An early scene finds young Upton, who lived in a garret off the stairway to the Great Refractor, ruing the noisy activities that wake him in his off-hours. Arthur Searle hears him out and suggests he find a room off-site. Upton vows, “I shall when my salary is large enough,” to which Searle retorts, “I guess you’ll die of old age in that room if you wait for a large salary before giving it up.”
For all that had changed at the observatory since Upton’s day, the wages of astronomy remained an evergreen theme. The point was driven further home in the lyrics: “An astronomer is a sorry soul, / As free as a caged bird; / His sympathetic ear should be always quick to hear / The directorial word. / He must open the dome and turn the wheel, / And watch the stars with untiring zeal, / He must toil at night though cold it be, / And he never should expect a decent salaree.”
The current crew enjoyed reviving all the ghosts of New Years’ past, especially the gentlemanly Pickering, whose strongest oath when provoked to anger in the drama is, “Oh Polaris!”
At an encore performance on Monday, January 13, for the monthly meeting of the Bond Astronomical Club, half again as many guests squeezed into the director’s residence. “After that night,” Shapley pledged with mock solemnity, “we resume our sober and methodical attempts to maintain the scientific standing of the Observatory.”

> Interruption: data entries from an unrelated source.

PR #294, opened 2022-09-16
Use bulk_create to import ticket system passwords

nikomakela:
KK-903. Alternative implementation for ticket system passwords importing. Using the create_bulk -command, the insert-process will be a single request, but the errors other than integrity issues will just raise an error that we cannot handle.

NOTE: This does not improve much and the for-loop-importing should not be an issue in Kukkuu at all. Just wanted to try this and ask for your thoughts

### DIFF
--- a/events/schema.py
+++ b/events/schema.py
@@ -5,7 +5,7 @@ from typing import List, Optional
 import graphene
 from django.apps import apps
 from django.core.exceptions import PermissionDenied, ValidationError
-from django.db import IntegrityError, transaction
+from django.db import transaction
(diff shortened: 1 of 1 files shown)


karisal-anders (approved):
Looks good enough for me! The good enough has to do with the Kukkuu's probable use cases, probability of simultaneous deleting/inserting of passwords for the same event in Kukkuu environment etc, I don't think there's a need to needlessly engineer this further to try to account for all kinds of different simultaneous use cases if they are not probable.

Foreigners now looked on Harvard as “the meeting place of the astronomers of the world.” They deemed its multinational character unusual, even in the decidedly international science of astronomy. Shapley was happy to receive Svein Rosseland from Norway in 1930, and Ernst Öpik from Estonia, even though, as he half-joked to George Agassiz, it was difficult “finding places for our present staff and scientific visitors to sit down.” The workforce had about trebled in size over the course of his directorship.